You have to select the jax backend when compiling the model though:
import nutpie
compiled = nutpie.compile_pymc_model(model, backend="jax")
trace = nutpie.sample(compiled)
You can also specify if pytensor or jax should take the necessary derivatives by passing gradient_backend="jax" or gradient_backend="pytensor".
You can also achieve that through pm.sample(nuts_sampler="nutpie", nuts_sampler_kwargs=dict(backend="jax"))
krum_sv November 4, 2025, 10:32pm 5
I just stumbled across this thread to learn that nutpie can also be used with JAX backend - which gave me a great speed-up!
So far, I’ve been switching back and forth between numpyro & nutpie to see which sampler is working better for which model…
However, since I’m mostly working with some scan()-based timeseries models (similar to this), I was running several times into the following error during compilation:
NotImplementedError: Scan with MIT-MOT (gradients of scan) cannot yet be converted to JAX
The solution was to switch also the gradient backend manually to JAX. So this seems to be the most effective sampler setup for me at the moment:
with freeze_dims_and_data(model):
pm.sample(nuts_sampler='nutpie', nuts_sampler_kwargs={'backend': 'jax', 'gradient_backend': 'jax'})
P.S.: I also passed compile_kwargs={'mode': 'JAX'} to sample_prior_predictive() and sample_posterior_predictive(), which gave me also significant speed-up there.
Nice! These are indeed the recommended settings for time-series modeling.
We have a PR to fix the MIT-MOT thing though. So hopefully that will be a forgotten bad memory soon.

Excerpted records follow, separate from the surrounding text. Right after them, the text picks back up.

Issue #275, opened 2015-06-03
Model Output window toggles


rajadain:
The amount of controls and windows in the `/model` view leaves little room for the map, even on large screens, and makes drawing details difficult:

![image](https://cloud.githubusercontent.com/assets/1430060/7961242/44411d2a-09d4-11e5-82c1-7498a91b174a.png)

Consider ways to make the map bigger when users are drawing modifications, by minimizing other panels.

mmcfarland:
There is some workflow with the model output.  It's meant to start out minimized and icons on the output tabs indicate that models are running or complete.  The user can then toggle the pane up or down.  We've also got plans to consolidate the top app header with the project/scenario header.

rajadain:
Oh! Good to know. Should I close this issue or leave it open until those tasks are done?

mmcfarland:
Nope, it's good to leave, we can use it as a waffle to implement the feature when we are ready for it.

caseypt:
I think we should update the title `Model Output` to be `{{ active scenario }} Model Output`

caseypt:
Add an arrow

PR #309, opened 2015-06-05
Toggle Results Window

rajadain:
Adds a button to toggle model results window.

**Testing Instructions**

 * Draw a shape, click the green arrow button to go to the model view
 * On the right side of the tab-title row, you should see a toggle button
 * Clicking it should hide the contents, but keep the tab-title row visible
 * Clicking it again should restore the view to before

**Alternate Testing**

 * Try in different sized screens / orientations / browser resolutions

Connects #275

### DIFF
--- a/src/mmw/js/src/modeling/views.js
+++ b/src/mmw/js/src/modeling/views.js
@@ -464,6 +464,14 @@ var ModelingResultsWindow = Marionette.LayoutView.extend({
         detailsRegion: '#modeling-details-region'
     },
 
+    ui: {
+        'toggle': '.tab-content-toggle'
+    },
+
+    events: {
+        'click @ui.toggle': 'toggleResultsWindow'
+    },
+
     onShow: function() {
         this.showDetailsRegion();
     },
@@ -494,19 +502,37 @@ var ModelingResultsWindow = Marionette.LayoutView.extend({
     animateIn: function() {
         var self = this;
 
-        this.$el.animate({ height: '55%' }, 400, function() {
+        this.$el.animate({ height: '55%', 'min-height': '300px' }, 200, function() {
             self.trigger('animateIn');
             App.map.set('halfSize', true);
+            $(self.ui.toggle.selector).blur()
+                .find('i')
+                    .removeClass('fa-angle-up')
+                    .addClass('fa-angle-down');
         });
     },
 
     animateOut: function() {
         var self = this;
 
-        this.$el.animate({ height: '0%' }, 100, function() {
+        // Change map to full size first so there isn't empty space when
+        // results window animates out
+        App.map.set('halfSize', false);
+        this.$el.animate({ height: '0%', 'min-height': '50px' }, 200, function() {
             self.trigger('animateOut');
-            App.map.set('halfSize', false);
+            $(self.ui.toggle.selector).blur()
+                .find('i')
+                    .removeClass('fa-angle-down')
+                    .addClass('fa-angle-up');
         });
+    },
+
+    toggleResultsWindow: function() {
+        if (this.$el.css('height') === '50px') {
+            this.animateIn();
+        } else {
+            this.animateOut();
+        }
     }
 });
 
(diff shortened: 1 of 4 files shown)


src/mmw/js/src/modeling/views.js
```diff
@@ -494,19 +502,37 @@ var ModelingResultsWindow = Marionette.LayoutView.extend({
...
             self.trigger('animateOut');
-            App.map.set('halfSize', false);
+            $(self.ui.toggle.selector).blur()
+                .find('i')
+                    .removeClass('fa-angle-down')
+                    .addClass('fa-angle-up');
         });
+    },
+
+    toggleResultsWindow: function() {
```
caseypt: Nice reuse of the existing animation functions.

src/mmw/js/src/modeling/views.js
```diff
@@ -494,19 +502,37 @@ var ModelingResultsWindow = Marionette.LayoutView.extend({
     animateIn: function() {
         var self = this;
 
-        this.$el.animate({ height: '55%' }, 400, function() {
+        this.$el.animate({ height: '55%', 'min-height': '300px' }, 200, function() {
```
rajadain: Setting both `animateIn` and `animateOut` to 200 gives a more consistent feel than the previous 400 for in and 100 for out.

src/mmw/js/src/modeling/views.js
```diff
@@ -494,19 +502,37 @@ var ModelingResultsWindow = Marionette.LayoutView.extend({
...
+                    .addClass('fa-angle-down');
         });
     },
 
     animateOut: function() {
         var self = this;
 
-        this.$el.animate({ height: '0%' }, 100, function() {
+        // Change map to full size first so there isn't empty space when
+        // results window animates out
```
caseypt: This makes sense. The tricky part is Leaflet wants you to call `map.invalidateSize` when the map size has changed. This is currently being done after `.half` is removed from the map container: https://github.com/WikiWatershed/model-my-watershed/blob/develop/src/mmw/js/src/core/views.js#L220.

We may need to call it here in the animation callback directly or through another method on `App.map`

rajadain: Ah, good to know. I will see if I can find a way.

caseypt:
You may want to show @ctaylo37 to get his input.

src/mmw/js/src/modeling/views.js
caseypt: It's in this section of the docs: http://leafletjs.com/reference.html#map-class

ctaylo37:
Looks good to me.

src/mmw/js/src/modeling/views.js
rajadain: `invalidateSize` does get called when we change the map container size in the next line: https://github.com/WikiWatershed/model-my-watershed/pull/309/files#diff-416520c38e4c168e3f58d3f5089772c4R520. Would calling it again after the other animation has ended be of any value?

src/mmw/js/src/modeling/views.js
```diff
@@ -494,19 +502,37 @@ var ModelingResultsWindow = Marionette.LayoutView.extend({
...
+        App.map.set('halfSize', false);
+        this.$el.animate({ height: '0%', 'min-height': '50px' }, 200, function() {
             self.trigger('animateOut');
-            App.map.set('halfSize', false);
+            $(self.ui.toggle.selector).blur()
```
rajadain: The `.blur()` is necessary otherwise button retains `:focus` after animation is complete and looks dark.

src/mmw/js/src/modeling/views.js
caseypt: As long as it's being called when the map is at it's full size, I think we are okay.

rajadain: It is, since the results window is on top of the map, not next to it, the window's size doesn't affect the maps size.

caseypt:
+1. Works well.

jamesmcclain:
Sorry for not seeing this earlier.  The code looks good, I will test it first thing on Monday morning.  It looks as though it as already passed muster, though.

jamesmcclain:
I just tested: the toggle button works as advertised and seems to always be visible whenever the title row is visible, regardless of size/shape of the browser window.  +1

ccyang November 6, 2025, 9:28am 7
This setting seems not work for BART. Is there similar setting to speed up BART?
Thanks!
You should try the pymc-bart-rs package developed by @gstechschulte It’s super fast.
ckrapu November 7, 2025, 12:59pm 10
What methods would folks recommend for sampling with very large models for which the trace size exceeds the GPU memory?
I see that one may store the trace on disk using CPU-based sampling, but it’s not clear if this is feasible using BlackJAX or similar.
I imagine it doesn’t work with non-default backends, because PyMC doesn’t control what is happening between steps in whatever package we ship out to for sampling. I think there’s some work happening in this direction on nutpie, see for example here.
Actually you can (partially) sample on GPU using the PyMC sampler if you pass compile_kwargs={'mode':'JAX'}. I say partially because this will compile the model logp_dlogp function to JAX, which will use GPU by default. But the actual HMC and adaptation will still be in pure python. As a result you should get access to local storage.
Some notes about this:
- You will likely have to set
mp_ctx='forkserver', otherwise JAX will deadlock - PyMC isn’t doing any smart
pmapto delegate work between multiple GPUs. Actually it’s doing the dumbest thing possible. So I betcores > 1will not work the way you hope. - The return type from a pytensor function compiled to JAX mode is a JAX array. I have run into issues with this in past which necessitated local patching. PyMC needs some work to be more robust in this case. If you asked me to bed, I’d be that the store-to-disk logic doesn’t account for this.
As always, PRs welcome.
aseyboldt November 7, 2025, 6:21pm 12
You can also use nutpie. It doesn’t require that the whole trace fits in GPU memory, not even in CPU memory if you store the trace in a zarr archive during sampling.
With the jax backend, you can also use it to sample on the GPU.